PR #809, opened 2019-03-12
Empty request es body

ereteog:
closes https://github.com/threatgrid/iroh/issues/2511
closes https://github.com/threatgrid/iroh/issues/2544

- Removes dead code
- More verbose logging for investigation
- fix empty bodies sent to ES
- fix bundle/export when some relationships reference deleted entities

**QA**
- import a bundle with an incident, a sighting and a relationship linking them. 
- delete imported incident
- request bundle/export with the previously imported sighting, it shall return this sighting and the relationship.


src/ctia/http/exceptions.clj
```diff
@@ -34,10 +34,24 @@
   (logging/log! :error e (ex-message e))
   (ex/response-validation-handler e data request))
 
+(defn es-ex-message
+  [e data request]
+  (str
```
gbuisson: I would prefer that we log a map instead of concatenating a string like this, this will not show up great on Kibana

src/ctia/http/exceptions.clj
```diff
@@ -34,10 +34,21 @@
...
+(defn es-ex-data
+  [e data request]
+  (into
+   {:message (.getMessage e)
+    :stacktrace (->> (.getStackTrace e)
+                     (mapv str))
+    :request request
+    :data data}
+   (when (instance? ExceptionInfo e)
+     {:ex-data (ex-data e)})))
```
ereteog: I have finally solved the bug, but shouldn't we let this log enrichment?

msprunck: The message and the stacktrace are already logged when you put the exception as the 1st argument.  I would only add the `request`, `data` and `ex-data`

```Clojure
(defn es-ex-data
  [e data request]
  (let [exception-data (ex-data e)]
    (cond-> {:request request
             :data data}
      exception-data
      (assoc :ex-data exception-data))))
```

hshahman:
Verified in rel-v1.20

PR #810, opened 2019-03-19
Es migration 2556

ereteog:
closes https://github.com/threatgrid/iroh/issues/2556

Enable to restart migration where it stops and handle writings (update and deletes) during migration.
The number of parameter has augmented so it now uses tool.cli for command line parameters.
```
  -i, --id ID                  id of the migration state to create or restart
  -p, --prefix PREFIX          prefix of the newly created indices 
  -m, --migrations MIGRATIONS  a comma separated list of migration ids to apply
  -b, --batch-size SIZE        migration batch size
      , --buffer-size SIZE       max number of batches in buffer between source and target
  -s, --stores STORES          comma separated list of stores to migrate
  -c, --confirm                really do the migration?
  -r, --restart                restart ongoing migration?
  -h, --help  
```

- apply migration `1.0.0` with prefix `1.0.1` to stores `tool` and `malware` with batches of size `1000`, and assign `migration-1`as id:
`lein run -m ctia.task.migration.migrate-es-stores -p 1.0.1 -m 1.0.0 -c -i migration-1 -s tool,malware -b 1000`
- add `-r`to restart that migration, behavior should be slightly modified to enable to restart when only migration-id, batch-size and restart parameters
`lein run -m ctia.task.migration.migrate-es-stores -m 1.0.0 -c -i migration-1 -b 1000 -r`

<a name="qa">[§](#qa)</a> QA
============================

No QA specifically needed on this PR. It is only about the migration process, not the transformations of documents and indices' mappings. However, when the migration will be applied on test, CTIA should be fully retested.

This PR includes a migration.md document, you should read it and validate its clarity.

- migration.md describes how to migrate CTIA stores.

### DIFF
--- a/src/ctia/task/migration/migrate_es_stores.clj
+++ b/src/ctia/task/migration/migrate_es_stores.clj
@@ -135,8 +135,7 @@
    confirm? :- s/Bool
    restart? :- s/Bool]
   (let [migration-state (if restart?
-                          (mst/restart-migration migration-id
-                                                 @mst/migration-es-conn)
+                          (mst/get-migration migration-id @mst/migration-es-conn)
                           (mst/init-migration migration-id prefix store-keys confirm?))
         migrations (compose-migrations migrations)
         batch-size (or batch-size default-batch-size)]
--- a/src/ctia/task/migration/migrate_es_stores.clj
+++ b/src/ctia/task/migration/migrate_es_stores.clj
@@ -42,7 +42,7 @@
 (s/defn handle-deletes
   [{:keys [created stores]} :- mst/MigrationSchema
    store-keys :- [s/Keyword]
-   confirm? :- [s/Bool]]
+   confirm? :- s/Bool]
   (let [deletes (mst/fetch-deletes store-keys created)]
     (doseq [[entity-type entities] deletes]
       (log/infof "Handling %s deleted %s during migration"
--- a/src/ctia/task/migration/migrate_es_stores.clj
+++ b/src/ctia/task/migration/migrate_es_stores.clj
@@ -44,15 +44,20 @@
 (s/defn handle-deletes
   [{:keys [created stores]} :- mst/MigrationSchema
    store-keys :- [s/Keyword]
+   batch-size :- s/Int
    confirm? :- s/Bool]
-  (let [deletes (mst/fetch-deletes store-keys created)]
-    (doseq [[entity-type entities] deletes]
-      (log/infof "Handling %s deleted %s during migration"
-                 (count entities)
-                 (name entity-type))
-      (when confirm?
-        (mst/batch-delete (get-in stores [entity-type :target :store])
-                          (map :id entities))))))
+  (loop [search_after nil]
+    (let [{:keys [data paging]} (mst/fetch-deletes store-keys created batch-size search_after)
+          {new-search-after :sort next :next} paging]
+      (doseq [[entity-type entities] data]
+        (log/infof "Handling %s deleted %s during migration"
+                   (count entities)
+                   (name entity-type))
+        (when confirm?
+          (mst/batch-delete (get-in stores [entity-type :target :store])
+                            (map :id entities))))
+      (when next
+        (recur new-search-after)))))
 
 (defn append-coerced
   [coercer coerced entity]
@@ -88,6 +93,10 @@
                (:type source-store)
                source-store-size)
 
+    (when (and confirm? (not started))
+      (mst/update-migration-store migration-id
+                                  entity-type
+                                  {:started (time/now)}))
     (loop [current-search-after search_after
            migrated-count migrated-count]
       (let [{:keys [data paging]} (mst/fetch-batch source-store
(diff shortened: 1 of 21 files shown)


test/ctia/task/migration/store_test.clj
```diff
@@ -0,0 +1,304 @@
...
+
+  (es-index/delete! es-conn "test_*"))
+
+(deftest fetch-deletes-test
+  (whoami-helpers/set-whoami-response "45c1f5e3f05d0"
+                                      "foouser"
+                                      "foogroup"
+                                      "user")
+  (post-bulk examples)
+  (Thread/sleep 1000) ;; ensure indices refresh
```
yogsototh: It would be safer with a loop looking at the data that cool fail after too much attempt (after 10s for example).

yogsototh:
Please slash manually locally and use the following template in your commit message (not in GitHub):

https://raw.githubusercontent.com/threatgrid/iroh/master/.github/pull_request_template.md?token=AAAW5S6LFTDWGXXNOBKQXNK4YF4MS

In particular I think you should really add an Ops block and if copy any documentation in a .org file inside the repository.

src/ctia/task/migration/migrate_es_stores.clj
```diff
@@ -0,0 +1,289 @@
...
+      (exit true))
+    (log/info "migration complete")
+    (catch Exception e
+      (log/error e "Unexpected error during migration")
+      (exit true)))
+  (exit false))
+
+(def cli-options
+  ;; An option with a required argument
+  [["-i" "--id ID" "The idID of the migration state to create or restar"
```
msprunck:
```suggestion
  [["-i" "--id ID" "The ID of the migration state to create or restart"
```

src/ctia/task/migration/migrate_es_stores.clj
```diff
@@ -0,0 +1,289 @@
...
+      (log/infof "checking store: %s" sk)
+      (check-store sr batch-size))))
+
+(defn exit [error?]
+  (if error?
+    (System/exit -1)
+    (System/exit 0)))
+
+(defn run-migration
+  [migration-id prefix migrations store-keys batch-size confirm? restart?]
```
msprunck: IMO the `restart?` option is risky because there is no way to stop the migration process gently. You could register a shutdown hook to the java runtime to stop the process properly.

test/ctia/task/migration/store_test.clj
```diff
@@ -0,0 +1,304 @@
...
+        "fetch-deletes shall return tool1 and tool2 that were deleted after since")
+    (is (= #{(:id sighting2)} (set (map :id sighting)))
+        "fetch-deletes shall return only entites that were deleted after since")
+    (is (nil? malware) "fetch-deletes shall only retrieve entity types given as parameter"))
+  (es-index/delete! es-conn "ctia_*"))
+
+
+(deftest init-get-migration-test
+  (post-bulk examples)
+  (Thread/sleep 1000) ; ensure indices refresh
```
msprunck: It could be better to use the `refresh?` param instead of a `Thread/sleep`

test/ctia/task/migration/store_test.clj
msprunck: It could be better to use the refresh? param instead of a Thread/sleep

src/ctia/task/migration/migrate_es_stores.clj
```diff
@@ -0,0 +1,289 @@
...
+  "migrate all es store indexes"
+  [migration-id :- s/Str
+   prefix :- s/Str
+   migrations :- [s/Any]
+   store-keys :- [s/Keyword]
+   batch-size :- s/Int
+   confirm? :- s/Bool
+   restart? :- s/Bool]
+  (let [migration-state (if restart?
+                          (mst/get-migration migration-id @mst/migration-es-conn)
```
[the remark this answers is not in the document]
ereteog: Even if a store was fully migrated during previous execution, writes could have occurred before this restart and thus you must handle it anyway.

test/ctia/task/migration/store_test.clj
ereteog: there is no `refresh?` parameter on that function that directly request a local CTIA bulk route. I finally triggered manually the refresh.

src/ctia/task/migration/store.clj
```diff
@@ -0,0 +1,392 @@
...
+                                      (name entity)
+                                      migration-id
+                                      nil)
+        coerce (coerce-to-fn MigrationSchema)]
+    (when-not migration-raw
+      (log/errorf "migration not found: %s" migration-id)
+      (throw (ex-info "migration not found" {:id migration-id})))
+    (-> (coerce migration-raw)
+        (update :stores enrich-stores)
+        (store-migration es-conn))))
```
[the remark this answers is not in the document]
ereteog: I store it because, the size of the source size could have changed before restart. It is updated in enrich-stores, thus I store it here.

src/ctia/task/migration/migrate_es_stores.clj
ereteog: The restart of the migration of a store is mainly based on the search_after field in the source store. In the target store, the ES ids of documents are preserved from source to target store. Thus in the worst case, document will be migrated twice but it will only erased previously written documents.

PR #812, opened 2019-03-29
issue-2599: fix wrong error status code

yogsototh:
Related to https://github.com/threatgrid/iroh/issues/2599

Reverse 401 / 403. 401 should be used when authentication is required and has failed or has not yet been provided and 403 when user might not have the necessary permissions.

QA
==

Check that authentication errors (Expired JWT, invalid JWT) return a 401 and that permission errors (missing capability, access control) return 403.

Release Notes
=============

```
intern: Fix usage of 401 and 403 statuses
```


hshahman:
Verified in rel-v1.22

PR #1306, opened 2022-09-28
Stop using single-segment ns `java-time`, migrate to `java-time.api`

frenchy64:
There is a new namespace java-time.api which is exactly the same as java-time and coexists peacefully. Both are automatically generated and will stay in sync in the future. It was created because of this issue: https://github.com/dm3/clojure.java-time/issues/91

I like java-time.api better because it's not a single-segment name. What do we think?

```
intern: Stop using single-segment ns `java-time`, migrate to `java-time.api`
```


ereteog (approved):
I am totally cool with that :-)

PR #1309, opened 2022-10-10
Migration task: limit memory usage

ereteog:
> related #https://github.com/advthreat/iroh/issues/7166

This PR is an attempt to fix a memory leak.
It seems that the `reduce` of the batches and slice queries do not release the head of the queue and causes an OOM.

### DIFF
--- a/src/ctia/task/migration/migrate_es_stores.clj
+++ b/src/ctia/task/migration/migrate_es_stores.clj
@@ -185,14 +185,13 @@
              (pr-str query))
   (let [read-params (assoc migration-params :query query)
         data-queue (seque buffer-size
-                          (read-source read-params))]
-    (loop [total migrated-count
-           [batch & batches] data-queue]
-      (if batch
-        (recur (write-target total batch services) batches)
-        (assoc migration-params
-               :migrated-count
-               total)))))
+                          (read-source read-params))
+        new-migrated-count (reduce #(write-target %1 %2 services)
+                                   migrated-count
+                                   data-queue)]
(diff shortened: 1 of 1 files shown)


src/ctia/task/migration/migrate_es_stores.clj
```diff
@@ -150,7 +150,7 @@
    services :- mst/MigrationStoreServices]
   (let [migrated (transduce migrations conj documents)
         {:keys [data errors]} (list-coerce migrated)
-        new-migrated-count (+ migrated-count (count data))]
+        new-migrated-count (+ (count data) migrated-count)]
```
ereteog, line 153: I suspect that the reduce hold the queue due to this ([from this discussion](https://stackoverflow.com/questions/44586291/how-to-forget-headgcd-for-lazy-sequences-in-clojure))

gbuisson: it's not a very important remark but I think it would feel more natural if the state of the migrated count reside within the loop and not in the underlying function

src/ctia/task/migration/migrate_es_stores.clj
```diff
@@ -129,7 +129,7 @@
   [read-params :- (s/maybe BatchParams)]
   (lazy-seq
    (when-let [batch (read-source-batch read-params)]
-     (cons batch (read-source batch)))))
+     (cons batch (read-source (dissoc batch :documents))))))
```
ereteog, line 132: when reading the next batch, we do not need the documents anymore.

PR #1313, opened 2022-10-14
Upgrade ductile version 0.4.4 -> 0.4.5

DeLaGuardo:
> Related https://github.com/advthreat/iroh/issues/7056

Version 0.4.5 fixes encoding for the bulk insert operation. Those changes should fix bundle-import related issues when non-ASCII symbols got replaced with `?`.

<a name="qa">[§](#qa)</a> QA
============================

1. Import bundle with entities containing non-ASCII characters somewhere in the description.
2. Fetch that entity
3. Non-ASCII symbols should not be replaced with `?` or altered in any other way.

```
public: entities fields can have non-ASCII symbols
```

### DIFF
--- a/.github/workflows/pr.yml
+++ b/.github/workflows/pr.yml
@@ -158,6 +158,58 @@ jobs:
         # poor man's travis_retry
         run: for i in {1..${ACTIONS_RETRY_TIMES}}; do lein warm-ci-deps && break; done
       - run: ./scripts/check-dependabot
+
+  test-encoding:
+    runs-on: ubuntu-20.04
+    needs: [setup]
+    steps:
+
+      - name: Checkout
+        uses: actions/checkout@v3
+
+      - name: Start Docker environment
+        run: docker compose -f containers/dev/docker-compose.yml up --no-color --quiet-pull -d
+
+      - name: Maven Cache
+        id: maven-cache
+        uses: actions/cache@v3
+        with:
+          path: |
+            ~/.m2/repository
+            ~/.gitlibs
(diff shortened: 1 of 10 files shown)


.github/workflows/pr.yml
```diff
@@ -158,6 +158,58 @@ jobs:
         # poor man's travis_retry
         run: for i in {1..${ACTIONS_RETRY_TIMES}}; do lein warm-ci-deps && break; done
       - run: ./scripts/check-dependabot
+
+  test-encoding:
```
ereteog, line 162: @frenchy64 I let you approve this part :-)

ereteog (approved):
LGTM

frenchy64 (approved):
Nice, the test selectors live [here](https://github.com/threatgrid/ctia/blob/master/dev-resources/circleci_test/config.clj), they could also be updated in the same way as ductile's to exclude these tests if that's the intention.

DeLaGuardo:
> Nice, the test selectors live [here](https://github.com/threatgrid/ctia/blob/master/dev-resources/circleci_test/config.clj), they could also be updated in the same way as ductile's to exclude these tests if that's the intention.

Thanks, but I don't think encoding tests should be disabled via test selectors for "normal" test runs. They are speedy even if we run them twice.

frenchy64:
@DeLaGuardo Ah, I was more thinking the problem would be that `with-profile +test-encoding` is not enabled in normal runs.

skriths:
Verified Incident creation and updating with non-ASCII symbols in TEST for release 1.108

PR #1319, opened 2022-11-07
Delegate handling of 404 response to outer router

DeLaGuardo:
1. /doc/ routes now catch all paths instead of only those with extension
2. if a requested file can not be found in /resources/ctia/public/, return nil to indicate that the handler should return a 404 response to the client.
3. 404 responses for URLs like /doc/foo and /doc/foo.md now identical

<a name="qa">[§](#qa)</a> QA
============================

No QA is needed.

### DIFF
--- a/README.md
+++ b/README.md
@@ -3,9 +3,9 @@
 
 A Pragmatic, Operationalized Threat Intel Service and Data Model
 
-For full documentation see [doc](resources/public/doc/)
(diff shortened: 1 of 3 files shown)


msprunck (approved):

NeelSaini:
Cherry Picked on TEST in rel v1.109

PR #1322, opened 2022-11-25
Ensure pagination for fetching judgements of the feed

DeLaGuardo:
> Close advthreat/iroh#7281

- Add `ctia.stores.es.store/all-pages-iteration` function to iterate lazily over the result of ES query
- Ensure feed will not try to fetch more than `max_result_window` judgements or relationships at once

<a name="qa">[§](#qa)</a> QA
============================

1. Import a single indicator and a lot of judgements (more than 10000) related to that indicator via related relationships with `"source_ref": "%indicator-id%"`
2. Create a feed using indicator id from the result of the first step
3. Get a view of the feed `GET /ctia/feed/:feed-id/view?s=:secret`. Response should contain all related judgements and there are should be pagination headers (`X-Limit` and `X-Search_after`) present in the response.

```
intern: implement ctia.store/IPaginateableStore protocol for the store that needs pagination capabilities
```


src/ctia/entity/feed.clj
```diff
@@ -218,226 +218,251 @@
      :responses {404 {:schema s/Str}
                  401 {:schema s/Str}}
      :query-params [s :- (describe s/Str "The feed share token")]
-     (let [{:keys [output]
-            :as feed} (fetch-feed id s services)]
+     :header-params [{x-search_after :- (s/maybe s/Str) "nil"}
+                     {x-limit :- (s/maybe s/Str) "nil"}]
```
msprunck, line 222: Could you provide the same [pagination interface](https://github.com/threatgrid/ctia/blob/master/src/ctia/http/routes/common.clj#L51) we already expose in the other API endpoints? They use `limit`, `offset` and `search_after` as query parameters.

src/ctia/stores/es/store.clj
```diff
@@ -15,6 +20,23 @@
...
 
+(defn all-pages-iteration
+  "Returns lazy iteration of consecutive calls to `query-fn` with pagination params.
+
+  Resulted data is a sequence of responses of a shape `{:data [,,,] :paging {:next {,,,}}}`"
+  ([query-fn] (all-pages-iteration query-fn {}))
+  ([query-fn {:keys [limit]
+              :or {limit default-limit}
+              :as params}]
+   (let [limit (if (> limit max-result-window)
```
msprunck, line 31: `max-result-window` is a default value which can be less or greater than the value in the index settings. Why not use the value that is in the settings?

src/ctia/store.clj
```diff
@@ -27,16 +25,19 @@
   (delete-identity [this org-id role]))
 
 (defprotocol IEventStore
-  (read-event [this id ident params])
-  (create-events [this new-events])
-  (list-events [this filtermap ident params]))
+  (create-events [this new-events]))
```
msprunck, line 28: `create-record` accepts multiple records. I'm wondering if we could get rid of the `IEventStore`. Not in the scope of this PR

src/ctia/entity/feed.clj
DeLaGuardo: done

src/ctia/store.clj
DeLaGuardo: The only reason I kept IEventStore protocol is that the signatures of create-events and create-records are incompatible. This could be solved by adding an arity-2 variant for create-records of IStore protocol. But as you mention, it would be good to keep it in separate PR.

src/ctia/stores/es/store.clj
DeLaGuardo: because this function intentionally doesn't know about settings. There is a place to provide a limit value explicitly via `params` and only if missing — fallback to the "very default" limit provided by ductile library.

src/ctia/stores/es/store.clj
```diff
@@ -15,6 +20,23 @@
...
+                 max-result-window
+                 limit)]
```
msprunck, line 33:
```suggestion
   (let [limit (min limit max-result-window)]
```

> only if missing — fallback to the "very default" limit provided by ductile library.
I'm not sure about this behaviour. If `limit` is `>` than the default-max-result-window but less than the `max-result-window`, `default-max-result-window` is used

DeLaGuardo: I identify those cases:
* limit wasn't provided — set it to `ductile/default-limit` which is 100
* limit is provided and its value less than `ductile/max-result-window` — keep the value
* limit is provided but more than `ductile/max-result-window` — use max-result-window

PS: I can see your point after I wrote this ^
Probably it would be better to handle only the case when the limit isn't set in params and keep it as is overwise. WDYT?

msprunck: yes sounds good

msprunck (approved):
LGTM!

ereteog (approved):
that's really nice! thank you!

trcollier:
QA verified in TEST release v1.112

PR #1325, opened 2022-12-01
Standardize event store

DeLaGuardo:
Refactoring to remove `ctia.store/IEventStore` protocol as obsolete in favour of standard `ctia.store/IStore` protocol and `ctia.stores.es.store/def-es-store` macro.

<a name="qa">[§](#qa)</a> QA
============================

No QA is needed.

```
intern: please use `ctia.stores.es.store/def-es-store` macro for every new Entity implementation based on Elasticsearch
```


ereteog (approved):
thx!

PR #1331, opened 2023-01-24
Add techniques to enumerable fields

ereteog:
> Related #https://github.com/advthreat/iroh/issues/7455

This PR adds `techniques` mapping and adds this field as enumerable fields for topn metric.

<a name="qa">[§](#qa)</a> QA
============================

1) request topn techniques for incidents `GET /ctia/incident/metric/topn?from=2022-06-01T00.00.00.000Z&aggregate-on=techniques`
2) validate that the response do have MITRE techniques ordered by their frequency in incidents.

### DIFF
--- a/src/ctia/entity/incident.clj
+++ b/src/ctia/entity/incident.clj
@@ -142,6 +142,7 @@
       :promotion_method em/token
       :severity         em/token
       :tactics          em/token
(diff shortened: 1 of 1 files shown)


DeLaGuardo (approved):
LGTM

PR #1336, opened 2023-01-27
Default "no-pagination" for feed

DeLaGuardo:
> **Epic** #
> Close #
> Related #

Return all related entities in case of no explicit pagination params.

<a name="qa">[§](#qa)</a> QA
============================

1. Import a single indicator and a lot of judgements (more than 10000) related to that indicator via related relationships with `"source_ref": "%indicator-id%"`
2. Create a feed using indicator id from the result of the first step
3. Get a view of the feed `GET /ctia/feed/:feed-id/view?s=:secret`. The response should contain all related judgements without pagination headers.

```
```

### DIFF
--- a/src/ctia/entity/feed.clj
+++ b/src/ctia/entity/feed.clj
@@ -133,7 +133,7 @@
   ([id share-token services]
    (fetch-feed id share-token {} services))
   ([id share-token
-    page-params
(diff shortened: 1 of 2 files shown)


msprunck (approved):
LGTM!

PR #1340, opened 2023-02-17
Scores dynamic mapping

frenchy64:
Epic: https://github.com/advthreat/iroh/issues/7341

We want incident `scores` to be an open map, which can be achieved via dynamic mapping. See explanation in https://github.com/threatgrid/ctim/pull/398 for context.

Will require a migration for INT.

<a name="qa">[§](#qa)</a> QA
============================

No QA is needed.

```
intern: Scores dynamic mapping
```

### DIFF
--- a/src/ctia/entity/incident.clj
+++ b/src/ctia/entity/incident.clj
@@ -30,14 +30,12 @@
 
 (def incident-bundle-default-limit 1000)
 
-(def isIncident (st/assoc is/Incident :scores {s/Keyword s/Num}))
-
 (def-acl-schema Incident
-  isIncident
+  is/Incident
   "incident")
 
 (def-acl-schema PartialIncident
-  (fu/optionalize-all isIncident)
+  (fu/optionalize-all is/Incident)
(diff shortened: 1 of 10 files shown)


src/ctia/entity/incident.clj
```diff
@@ -126,6 +126,12 @@
 (def incident-mapping
   {"incident"
    {:dynamic false
+    :date_detection false
+    :numeric_detection true
+    :dynamic_templates
+    [{:num
+      {:match_mapping_type "long"
```
ereteog, line 133: Scores could be float.
```suggestion
      {:match_mapping_type "float"
```

frenchy64: I thought the point of this was to coerce long=>float? IIUC your change is a float=>float coercion?

ereteog: yes you are totally right, ignore my comment :-)

ereteog (approved):
FOR THE WIN!

PR #1342, opened 2023-02-28
Note Entity API changes

gbuisson:
This PR accommodates for the changes in the CTIM Note entity, namely:

- remove `entity_id` and introduce `related_entities` in the schema
- introduce `note_class` in the schema
- updated the entity search query parameters

<a name="qa">[§](#qa)</a> QA
============================

You can test the API following all the sample calls in the design documentation

  

```
public: updated Note Entity API
```

### DIFF
--- a/src/ctia/entity/note/schemas.clj
+++ b/src/ctia/entity/note/schemas.clj
@@ -37,8 +37,8 @@
 (def note-fields
   (concat sorting/base-entity-sort-fields
           sorting/sourcable-entity-sort-fields
-          [:related_entities.id
-           :related_entities.type
+          [:related_entities.entity_id
+           :related_entities.entity_type
            :note_class
            :author
            :content]))
@@ -49,8 +49,8 @@
 (def searchable-fields
   #{:id
     :source
-    :related_entities.id
-    :related_entities.type
+    :related_entities.entity_id
+    :related_entities.entity_type
     :note_class
     :content})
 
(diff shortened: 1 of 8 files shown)


yogsototh (approved):
LGTM!

src/ctia/entity/note/schemas.clj
```diff
@@ -47,11 +49,13 @@
 (def searchable-fields
   #{:id
     :source
-    :entity_id
+    :related_entities.entity_id
+    :related_entities.entity_type
+    :note_class
```
ereteog, line 54: searchable fields are for fields that we want to sort on by default, without actively filtering on it. I do not think that's desired here.

src/ctia/stores/es/mapping.clj
```diff
@@ -256,6 +256,12 @@
     :columns {:enabled false}
     :rows {:enabled false}}})
 
+(def note-related-entity
+  {:type "object"
+   :properties
+   {:entity_type token
+    :entity_id token}})
```
ereteog, line 263: We tend to put entity specific mappings in the corresponding ns.

src/ctia/entity/note/schemas.clj
gbuisson: I removed the unneeded fields

src/ctia/stores/es/mapping.clj
gbuisson: done

PR #1343, opened 2023-03-02
Fix bulk relationships between transient asset mappings/fields

frenchy64:
Close https://github.com/advthreat/iroh/issues/7611

We need to realize _all_ entities before creating relationships.

<a name="qa">[§](#qa)</a> QA
============================

No QA is needed.

```
intern: Fix bulk relationships between transient asset mappings/fields
```

### DIFF
--- a/src/ctia/bulk/core.clj
+++ b/src/ctia/bulk/core.clj
@@ -290,41 +290,32 @@
     {{:keys [get-in-config]} :ConfigService :as services} :- APIHandlerServices]
    (let [{:keys [refresh]
           :or   {refresh (bulk-refresh? get-in-config)}} params
-         new-entities (gen-bulk-from-fn
-                       create-entities
-                       (dissoc
-                        bulk
-                        :relationships
-                        ;; AssetMapping and AssetProperties have asset-ref field
-                        ;; that needs to be resolved, so we delay the creation
-                        ;; of these entities to be after we create Assets
-                        :asset_mappings :asset_properties)
-                       tempids
-                       login
-                       {:refresh refresh}
-                       services)
-         entities-tempids (into tempids (merge-tempids new-entities))
-         new-linked-ents (gen-bulk-from-fn
-                          create-entities
-                          (select-keys
-                           bulk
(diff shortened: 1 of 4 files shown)


agzam (approved):

src/ctia/bulk/core.clj
```diff
@@ -290,41 +290,32 @@
...
+                                                (-> acc
+                                                    (update :entities merge entities)
+                                                    (update :tempids into (merge-tempids entities)))))
+                                            {:entities {}
+                                             :tempids tempids}
+                                            [(dissoc bulk :relationships :asset_mappings :asset_properties)
+                                             ;; resolve asset_ref on AssetMapping and AssetProperties
+                                             (select-keys bulk [:asset_mappings :asset_properties])
+                                             ;; resolve transient ids on relationships. all other entities must be realized.
+                                             (select-keys bulk [:relationships])])
```
ereteog, line 310: that's a lot easier to read now, thx!
Just a matter of taste, but for reduce I like to name the `fn` to summarize what it does and potentially unit test it: 

``` clojure
(s/defn EntitiesTempIds
    {:entities s/Map :tempids s/Map}

(s/defn concat-create-entities :- EntitiesTempIds
    [entities-tempids  :- EntitiesTempIds
     new-entities :- [s/Map]]
    ...
    )

(s/defn create-bulk
    ...
    (reduce concat-create-entities
            {:entities {} :tempids tempids}
             [(dissoc bulk :relationships :asset_mappings :asset_properties)
              ;; resolve asset_ref on AssetMapping and AssetProperties
             (select-keys bulk [:asset_mappings :asset_properties])
             ;; resolve transient ids on relationships. all other entities must be realized.
             (select-keys bulk [:relationships])
     ...)
```

ereteog (approved):
2 years old bug :-).
Good catch!

src/ctia/bulk/core.clj
frenchy64: It was more effective to unit test by abstracting the `reduce`, so that's what I did.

WORK REQUEST.
Scan the material for the word "these". Return every line where it is found.

TASK OUTPUT.
Nice, the test selectors live [here](https://github.com/threatgrid/ctia/blob/master/dev-resources/circleci_test/config.clj), they could also be updated in the same way as ductile's to exclude these tests if that's the intention.
> Nice, the test selectors live [here](https://github.com/threatgrid/ctia/blob/master/dev-resources/circleci_test/config.clj), they could also be updated in the same way as ductile's to exclude these tests if that's the intention.
-                        ;; of these entities to be after we create Assets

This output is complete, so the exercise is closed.